**WORK REQUEST:** Your task is to copy each line of the material below that includes "specific".

┄┄┄┄┄┄┄┄┄┄┄┄┄┄┄┄┄┄┄┄

PR #1020, opened 2026-05-11
fix(guard): surface specific error on repo host account connect failure

adbatista:
## 📝 Description
FIX: No error is returned when connecting github account with invalid data

## ✅ Checklist

### DIFF
--- a/Makefile
+++ b/Makefile
@@ -120,7 +120,7 @@ check.deps:
 		bash -c 'cd $(APP_DIRECTORY) && $(SECURITY_TOOLBOX_TMP_DIR)/dependencies --language $(LANGUAGE) -d --output-dir $(SCAN_RESULT_DIR) $(CHECK_DEPS_OPTS); EXIT_CODE=$$?; chown -R "$$HOST_UID:$$HOST_GID" $(SCAN_RESULT_DIR) 2>/dev/null || true; exit $$EXIT_CODE'
 
 check.ex.deps:
-	$(MAKE) check.deps LANGUAGE=elixir CHECK_DEPS_OPTS="-i hackney -i plug_cowboy $(CHECK_DEPS_EXTRA_OPTS)"
+	$(MAKE) check.deps LANGUAGE=elixir CHECK_DEPS_OPTS="-i hackney,plug_cowboy $(CHECK_DEPS_EXTRA_OPTS)"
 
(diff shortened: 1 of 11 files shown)


Makefile
```diff
@@ -120,7 +120,7 @@ check.deps:
 		bash -c 'cd $(APP_DIRECTORY) && $(SECURITY_TOOLBOX_TMP_DIR)/dependencies --language $(LANGUAGE) -d --output-dir $(SCAN_RESULT_DIR) $(CHECK_DEPS_OPTS); EXIT_CODE=$$?; chown -R "$$HOST_UID:$$HOST_GID" $(SCAN_RESULT_DIR) 2>/dev/null || true; exit $$EXIT_CODE'
 
 check.ex.deps:
-	$(MAKE) check.deps LANGUAGE=elixir CHECK_DEPS_OPTS="-i hackney -i plug_cowboy $(CHECK_DEPS_EXTRA_OPTS)"
+	$(MAKE) check.deps LANGUAGE=elixir CHECK_DEPS_OPTS="-i hackney,plug_cowboy,decimal $(CHECK_DEPS_EXTRA_OPTS)"
```
radwo: You can use now .mix-audit.txt to ignore specific CVE instead of blocking whole package

More info here https://github.com/semaphoreio/semaphore/commit/24d879ae0a1d31acf100c10c01fdac369911a0c2

front/lib/front_web/controllers/account_controller.ex
```diff
@@ -26,10 +26,59 @@ defmodule FrontWeb.AccountController do
...
+    put_flash(conn, :alert, oauth_error_text(code, provider))
+  end
+
+  defp maybe_put_oauth_flash(conn, %{"status" => "success"}) do
+    put_flash(conn, :notice, "Repository account connected.")
+  end
+
+  defp maybe_put_oauth_flash(conn, _params), do: conn
+
+  defp oauth_provider_label("github"), do: "GitHub"
```
radwo: This is necessary? Without it code will be cleaner and user won't loose much because he knows which provider he is connecting.

adbatista: 🤔 makes sense, I'll simplify, thank you

dexyk (approved):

┄┄┄┄┄┄┄┄┄┄┄┄┄┄┄┄┄┄┄┄

**WRITTEN SOLUTION:**
fix(guard): surface specific error on repo host account connect failure
radwo: You can use now .mix-audit.txt to ignore specific CVE instead of blocking whole package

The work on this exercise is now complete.